Libration of strongly-oriented polar molecules inside a superfluid

TL;DR

This paper investigates how a polar molecule's librational motion inside a superfluid is affected by an external electrostatic field, revealing new quasiparticle states called pendulons and their tunable instabilities.

Contribution

It introduces the concept of pendulons, showing how external fields can control molecular rotational instabilities in superfluid environments.

Findings

Pendulons are spherical harmonic librators dressed by many-particle excitations.

External fields can tune the positions of spectral instabilities.

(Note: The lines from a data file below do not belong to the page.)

Issue #512, opened 2022-05-31
page descriptions missing


gumaerc:
In `ocw-to-hugo`, we are pulling in the description property of the course home page as the course level description and resource descriptions are being pulled in, but not pages.  The `description` property of `course_page` items should be pulled in and set in the front matter of pages.

PR #513, opened 2022-05-31
pull in description property of course pages

gumaerc:
#### Pre-Flight checklist

- [ ] Testing
  - [ ] Code is tested

Closes https://github.com/mitodl/ocw-to-hugo/issues/512

#### What's this PR do?
This PR pulls in the `description` property of `course_pages` items and sets it on the front matter of pages.  These are plain text descriptions that will be used for `meta` tags in the `head` for the purpose of search indexing.

 - Read the readme if you've never used `ocw-to-hugo` before and make sure you are set up to download courses from S3
 - Run `node . -i private/input -o private/output -c course_json_examples/example_courses.json --download --rm`
 - Inspect the courses output to `private/output` and ensure that the pages under `content/pages` have a `description` property, it is plain text and accurate to the page it belongs to

### DIFF
--- a/src/markdown_generators.js
+++ b/src/markdown_generators.js
@@ -165,7 +165,7 @@ const generateCourseSectionFrontMatter = (
   const courseSectionFrontMatter = {
     uid:         helpers.addDashesToUid(pageId),
     title:       helpers.replaceIrregularWhitespace(title),
-    description: description
+    description: helpers.replaceIrregularWhitespace(description)
   }
 
   if (parentUid) {
--- a/src/markdown_generators.js
+++ b/src/markdown_generators.js
@@ -126,7 +126,8 @@ const generateMarkdownRecursive = (page, courseData, pathLookup) => {
     courseData["short_url"],
     page["is_media_gallery"],
     helpers.getVideoUidsFromPage(page, courseData),
-    page["type"]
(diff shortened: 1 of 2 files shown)


src/markdown_generators.js
```diff
@@ -155,14 +156,16 @@ const generateCourseSectionFrontMatter = (
...
 ) => {
   /**
     Generate the front matter metadata for a course section
     */
   const courseSectionFrontMatter = {
-    uid:   helpers.addDashesToUid(pageId),
-    title: helpers.replaceIrregularWhitespace(title)
+    uid:         helpers.addDashesToUid(pageId),
+    title:       helpers.replaceIrregularWhitespace(title),
+    description: description
```
mbertrand, line 168: Do we need to worry about any potential "irregular whitespace" here like in the title?

mbertrand (approved):
LGTM, I had one question but assuming answer is no then 👍

src/markdown_generators.js
gumaerc: Good call.  I ran this through all courses both with and without and there were a lot of descriptions that ended up with literal line breaks (`\r\n`) written into them.  Passing it through `replaceIrregularWhitespace` fixed that.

Spectral features differ significantly from the field-free angulon case.

Abstract

We study a polar molecule immersed into a superfluid environment, such as a helium nanodroplet or a Bose-Einstein condensate, in the presence of an intense electrostatic field. We show that coupling of the molecular pendular motion, induced by the field, to the fluctuating bath leads to formation of pendulons -- spherical harmonic librators dressed by a field of many-particle excitations. We study the behavior of the pendulon in a broad range of molecule-bath and molecule-field interaction strengths, and reveal that its spectrum features series of instabilities which are absent in the field-free case of the angulon quasiparticle. Furthermore, we show that an external field allows to finetune the positions of these instabilities in the molecular rotational spectrum. This opens the door to detailed experimental studies of redistribution of orbital angular momentum in many-particle systems.